It’s been five years since European governments tried to fight the H1N1 pandemic and wasted a colossal $3 billion of taxpayer money in doing so. Back then, they stocked up on Tamilflu, a medication used on other types of influenza and marketed as a cure for the swine flu. It actually turned out to be “just as effective as aspirin” against the swine flu, save for “renal and psychiatric events” being among the side effects of the medicine.
What caused the scandal was not so much the wasted money. It was that Roche, the producer of the treatment, broke no law by hiding eight of the 10 clinical trial reports on Tamiflu. At the time, no law demanded the publication of the tests done to prove the effectiveness of the treatment, and because of that the efficacy of the medicine could be hyped up.
“60% of Tamiflu treatment clinical trials were unpublished,” says Tom Jefferson who, along with his colleague Peter Doshi, drew the world’s attention to the scandal, bringing to light massive government waste and the secrecy enjoyed by pharmaceuticals. And so, in 2012, the EU’s top pharmaceuticals watchdog, the European Medicines Agency (EMA), promised a public-access database for all future clinical trials to increase transparency.
Today, the EMA will be presenting its draft proposal for the database for approval. And, to the surprise of patient rights advocates, it seems like it has done a U-turn and learned nothing from the past.
While the database will indeed be open, the rules set to access it render it essentially “useless,” says Carl Heneghan, director of Evidence-Based Medicine and a founder of the AllTrials campaign. The users would be prevented from downloading the clinical trial documentation, which is essential to analyze studies that can be thousands of pages long.

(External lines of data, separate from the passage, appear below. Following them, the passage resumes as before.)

PR #275, opened 2023-09-24
Set `upload_max_filesize` to 128M to allow larger image uploads.

jobcurtis:
The default is 2M, which is much too small for many images from museum websites.

Also added feedback when a user attempts to upload an image that is too large.

### DIFF
--- a/config/php/fpm/standardebooks.org.ini
+++ b/config/php/fpm/standardebooks.org.ini
@@ -10,6 +10,9 @@ allow_url_fopen = false
 allow_url_include = false
 expose_php = Off
 
+post_max_size = 128M
+upload_max_filesize = 128M
+
 [Date]
 date.timezone = Etc/UTC
 
--- a/config/php/fpm/standardebooks.org.ini
+++ b/config/php/fpm/standardebooks.org.ini
@@ -10,8 +10,8 @@ allow_url_fopen = false
 allow_url_include = false
 expose_php = Off
 
-post_max_size = 128M
-upload_max_filesize = 128M
+post_max_size = 64M
+upload_max_filesize = 32M
 
 [Date]
 date.timezone = Etc/UTC
--- a/www/artworks/post.php
+++ b/www/artworks/post.php
@@ -31,6 +31,16 @@ try{
 		throw new Exceptions\InvalidCaptchaException();
 	}
 
+	if ($_FILES['color-upload']['error'] > 0){
+		// see https://www.php.net/manual/en/features.file-upload.errors.php
+		$message = match ($_FILES['color-upload']['error']){
+			1 => 'Image upload too large (maximum ' . ini_get('upload_max_filesize') . ')',
+			default => 'Image failed to upload',
+		};
+
+		throw new \Exceptions\InvalidImageUploadException($message);
+	}
+
 	$artwork->Create($_FILES['color-upload']['tmp_name']);
 
 	$_SESSION['success-message'] = '“' . $artwork->Name . '” submitted successfully!';
--- a/www/artworks/post.php
+++ b/www/artworks/post.php
@@ -9,7 +9,28 @@ if (HttpInput::RequestMethod() != HTTP_POST){
 
 session_start();
 
+function post_max_size_bytes(): int{
+	$post_max_size = ini_get('post_max_size');
+	$unit = substr($post_max_size, -1);
+	$size = (int) substr($post_max_size, 0, -1);
+
+	return match ($unit) {
+		'g', 'G' => $size * 1024 * 1024 * 1024,
+		'm', 'M' => $size * 1024 * 1024,
+		'k', 'K' => $size * 1024,
+		default => $size
+	};
+}
+
 try{
+	if (empty($_POST) || empty($_FILES)){
+		if ($_SERVER['CONTENT_LENGTH'] > post_max_size_bytes()){
+			throw new \Exceptions\InvalidRequestException("Request too large (maximum " . ini_get('post_max_size') . ')');
+		} else{
+			throw new \Exceptions\InvalidRequestException();
+		}
+	}
+
 	$artwork = Artwork::Build(
 		artistName: HttpInput::Str(POST, 'artist-name', false),
 		artistDeathYear: HttpInput::Int(POST, 'artist-year-of-death'),
@@ -31,11 +52,12 @@ try{
 		throw new Exceptions\InvalidCaptchaException();
 	}
 
-	if ($_FILES['color-upload']['error'] > 0){
+	$uploadError = $_FILES['color-upload']['error'];
+	if ($uploadError > 0){
 		// see https://www.php.net/manual/en/features.file-upload.errors.php
-		$message = match ($_FILES['color-upload']['error']){
+		$message = match ($uploadError){
 			1 => 'Image upload too large (maximum ' . ini_get('upload_max_filesize') . ')',
-			default => 'Image failed to upload',
+			default => 'Image failed to upload (error code ' . $uploadError . ')',
 		};
 
 		throw new \Exceptions\InvalidImageUploadException($message);
--- a/www/artworks/post.php
+++ b/www/artworks/post.php
@@ -2,13 +2,6 @@
 
 require_once('Core.php');
 
-if (HttpInput::RequestMethod() != HTTP_POST){
-	http_response_code(405);
-	exit();
-}
-
-session_start();
-
 function post_max_size_bytes(): int{
 	$post_max_size = ini_get('post_max_size');
 	$unit = substr($post_max_size, -1);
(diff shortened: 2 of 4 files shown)


colagrosso:
Hi, Job, sorry for the delay. I'll keep reviewing this, but I'll show you what I'm seeing so far, even though I don't know how to fix it yet. 

1. With the changes to `config/php/fpm/standardebooks.*.ini`, I can now upload large images. Yay!
2. When I remove the changes, or set them to something lower like

```
post_max_size = 10M
upload_max_filesize = 10M
```

I don't get an error message in the browser. Instead, the submit form silently fails and returns to the blank form. In the error log (`/var/log/local/www-error.log`), I see:

```
[Sun Oct 01 03:41:09.358363 2023] [proxy_fcgi:error] [pid 2060823:tid 139873101006400] [client 
73.243.245.57:46552] AH01071: Got error 'PHP message: PHP Warning:  POST Content-Length of 14399805 
bytes exceeds the limit of 10485760 bytes in Unknown on line 0PHP message: PHP Fatal error:  Uncaught 
TypeError: Artwork::Build(): Argument #1 ($artistName) must be of type string, null given, called in 
/standardebooks.org/web/www/artworks/post.php on line 24 and defined in 
/standardebooks.org/web/lib/Artwork.php:280\nStack trace:\n#0 
/standardebooks.org/web/www/artworks/post.php(24): Artwork::Build()\n#1 {main}\n  thrown in 
/standardebooks.org/web/lib/Artwork.php on line 280', referer: https://143.198.245.16/artworks/new
```

It looks like something is failing before your filesize checking is kicking in. I'll keep trying to make sure I'm not missing something.

jobcurtis:
Hmm, good catch. I guess I was mostly testing with `upload_max_filesize` and added `post_max_size` later. It appears that `post_max_size` gets checked before `upload_max_filesize`, and PHP doesn't really provide a way of handling requests that are too large.

I've added feedback for when the request is too large, but I'm not very happy with it. For one thing, we can't restore the form values (because PHP doesn't even store them). A better user experience would be to set a very high `post_max_size` (or unsetting it with `post_max_size = 0`), so that we hit the validation around uploaded files instead. I'm not really sure of the implications of allowing very large requests for the entire site though, so I'll probably leave that up to @acabal.

acabal:
Unfortunately PHP has very weak support for checking for requests that are too large. All we can do is set some reasonable anti-spam upper bound like 64MB, and make the publicly advertised limit much lower, like 32MB. 

That way the PHP script will receive any file under 64MB, and we can check the file size using PHP code to ensure its below our advertised limit of 32MB. However files over 64MB will be killed by PHP-FPM before the script is even executed, and we can't do anything about that, that's just how PHP works.

acabal:
Also note that post_max_size and upload_max_filesize are subtly different: https://stackoverflow.com/questions/23686505/php-post-max-size-vs-upload-max-filesize-what-is-the-difference

colagrosso:
+1 to setting the public limit to 32MB. If this data helps: Out of the several hundred of `cover.source.jpg` files across all ebook git repos, only 9 are bigger than 32MB.

```
$ ls -lSh /standardebooks.org/web/www/images/uploads
total 3.0G
-rw-rw-r-- 1 se       se         99M Sep  4 16:49 389.jpg
-rw-rw-r-- 1 se       se         99M Sep  4 16:48 214.jpg
-rw-rw-r-- 1 se       se         61M Sep  4 16:50 504.jpg
-rw-rw-r-- 1 se       se         51M Sep  4 16:50 579.jpg
-rw-rw-r-- 1 se       se         49M Sep  4 16:52 788.jpg
-rw-rw-r-- 1 se       se         41M Sep  4 16:48 224.jpg
-rw-rw-r-- 1 se       se         41M Sep  4 16:47 164.jpg
-rw-rw-r-- 1 se       se         36M Sep  4 16:47 84.jpg
-rw-rw-r-- 1 se       se         33M Sep  4 16:52 739.jpg

-rw-rw-r-- 1 se       se         28M Sep  4 16:49 446.jpg
-rw-rw-r-- 1 se       se         28M Sep  4 16:49 331.jpg
-rw-rw-r-- 1 se       se         26M Sep  4 16:53 877.jpg
-rw-rw-r-- 1 se       se         23M Sep  4 16:53 858.jpg
-rw-rw-r-- 1 se       se         20M Sep  4 16:50 564.jpg
-rw-rw-r-- 1 se       se         19M Sep  4 16:52 794.jpg
-rw-rw-r-- 1 se       se         19M Sep  7 15:56 987.jpg
-rw-rw-r-- 1 se       se         19M Sep  4 16:52 848.jpg
-rw-rw-r-- 1 se       se         18M Sep  4 16:51 673.jpg
-rw-rw-r-- 1 se       se         17M Sep  4 16:51 676.jpg
-rw-rw-r-- 1 se       se         16M Sep  4 16:46 71.jpg
-rw-rw-r-- 1 se       se         16M Sep  4 16:49 418.jpg
-rw-rw-r-- 1 se       se         15M Sep  4 16:50 554.jpg
-rw-rw-r-- 1 se       se         15M Sep  4 16:51 594.jpg
-rw-rw-r-- 1 se       se         15M Sep  4 16:52 778.jpg
-rw-rw-r-- 1 se       se         15M Sep  4 16:52 816.jpg
-rw-rw-r-- 1 se       se         15M Sep  4 16:47 183.jpg
-rw-rw-r-- 1 se       se         14M Sep  4 16:53 889.jpg
[...]
```

www/artworks/post.php
```diff
@@ -9,7 +9,28 @@
...
+	return match ($unit) {
+		'g', 'G' => $size * 1024 * 1024 * 1024,
+		'm', 'M' => $size * 1024 * 1024,
+		'k', 'K' => $size * 1024,
+		default => $size
+	};
+}
+
 try{
+	if (empty($_POST) || empty($_FILES)){
```
colagrosso, line 26: nit: no space after if, here and below

www/artworks/post.php
```diff
@@ -9,7 +9,28 @@
...
+		if ($_SERVER['CONTENT_LENGTH'] > post_max_size_bytes()){
+			throw new \Exceptions\InvalidRequestException("Request too large (maximum " . ini_get('post_max_size') . ')');
+		} else{
```
colagrosso, line 29: nit: no space before else, just

```
}else{
```

www/artworks/post.php
colagrosso: (There are a few other cases of this across the code that I'll clean up in a followup PR.)

www/artworks/post.php
```diff
@@ -31,6 +52,17 @@
 		throw new Exceptions\InvalidCaptchaException();
 	}
 
+	$uploadError = $_FILES['color-upload']['error'];
+	if ($uploadError > 0){
+		// see https://www.php.net/manual/en/features.file-upload.errors.php
+		$message = match ($uploadError){
+			1 => 'Image upload too large (maximum ' . ini_get('upload_max_filesize') . ')',
```
colagrosso, line 59: Replace the `1` with `UPLOAD_ERR_INI_SIZE` and remove the comment above with the link to php.net.

```
UPLOAD_ERR_INI_SIZE => 'Image upload too large (maximum ' . ini_get('upload_max_filesize') . ')',
```

config/php/fpm/standardebooks.org.ini
```diff
@@ -10,6 +10,9 @@ allow_url_fopen = false
 allow_url_include = false
 expose_php = Off
 
+post_max_size = 128M
+upload_max_filesize = 128M
```
colagrosso, line 14: Given the conversation so far, I vote for these values (here and below):

```
post_max_size = 64M
upload_max_filesize = 32M
```

That will restrict the total post data to 64M and each individual file to 32M. 

1. If the user uploads a file above 64M, they will lose their form values. Too bad. They will at least get an error, thanks to your new code.
2. If the user uploads a file between 32M and 64M, they will get an error, and the form will preserve their values, so that's nice.

www/artworks/post.php
```diff
@@ -9,7 +9,28 @@
...
+		'm', 'M' => $size * 1024 * 1024,
+		'k', 'K' => $size * 1024,
+		default => $size
+	};
+}
+
 try{
+	if (empty($_POST) || empty($_FILES)){
+		if ($_SERVER['CONTENT_LENGTH'] > post_max_size_bytes()){
+			throw new \Exceptions\InvalidRequestException("Request too large (maximum " . ini_get('post_max_size') . ')');
```
colagrosso, line 28: When we report the error to the user we should tell them the advertised maximum file size, i.e.:

```
ini_get('upload_max_filesize')
```

colagrosso (commented):
I was able to try this out with different values of `post_max_size` and `upload_max_filesize` to trigger your error messages. Good job! A few comments, then I think I'd like to try it one more time before approving.

www/artworks/post.php
colagrosso: (I suppose you can keep the comment above that links to php.net if you'd like. The point was to use the `UPLOAD_ERR_INI_SIZE` constant directly and not depend on the link to know what the `1` meant.)

www/artworks/post.php
```diff
@@ -9,7 +9,28 @@
 
 session_start();
 
+function post_max_size_bytes(): int{
```
colagrosso, line 12: sorry, another nit: Consider moving this function to the top of the file under the `require_once` line.

colagrosso (commented):
Another comment

www/artworks/post.php
colagrosso, line 28: nit: single quotes to be consistent

```
'Request too large (maximum `
```

jobcurtis:
Thanks for your review; I've updated the PR with the changes you suggested.

colagrosso:
LGTM

I tested it, and it works well. Thanks, Job!

colagrosso (approved):

PR #277, opened 2023-10-03
Update wanted ebooks list

erinendrei:
Hume's _Enquiry Concerning Human Understanding_ has been approved twice as a first production and abandoned. It seems like it'd be an appealing one for a new producer


acabal:
Thanks!

PR #279, opened 2023-10-05
Step-by-step guide: Add guidance to use /artworks

colagrosso:
Lots of eyeballs on this guide, so I'm open to different wording. I thought it was important to guide producers to `/artworks` early in the artwork step.


acabal:
We don't want to do this yet, the site isn't even live or beta ready yet. We should launch it first, test it with some experienced producers, make fixes and updates, then we can suggest it to the general public.

colagrosso:
Fair enough. Getting more feedback sounds great. Holding back this change a bit longer is fine.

“Science is about replication [of results] […] At the moment, no-one can check anything. Our regulatory system is unscientific,” said Heneghan who had initially welcomed the EMA’s pledge as step forward toward the end of clinical trial secrecy, and is now disappointed.
Some, like BEUC, a European consumer advocacy group, suggest the database regulation would contravene a new law passed by the European Parliament last month that makes it mandatory for clinical study reports to be publicly available, stipulating that “data should be presented in an easily searchable format.” The body which investigates maladministration in the EU institutions too said that the regulator’s “significant change” in policy “could undermine the fundamental right of public access to documents established by EU law.”
Some point out that EMA’s change in tune comes just one month after Abbvie, a US pharmaceuticals group, dropped its charge against the EMA, sued for releasing what the company considered commercially confidential clinical trial information. The EMA agreed to redact commercially sensitive parts of the documents. The consumer advocate requested the EMA to “clarify the impact—if any—of the settlement with Abbvie on the definition of the new policy.”
Even with an accessible database, the challenges to transparency wouldn’t be over: in the US, all trials are required to be published within a year of trial completion since 2007, yet a 2012 report revealed that a whopping 80% of trials were still unpublished in the country. So, as things stand, Europe still hasn’t devised effective measures to prevent another “Tamiflu scandal.” “It could happen again any time. If we don’t have the data and if the data is not independently assessed then you’re asking for trouble,” says Jefferson.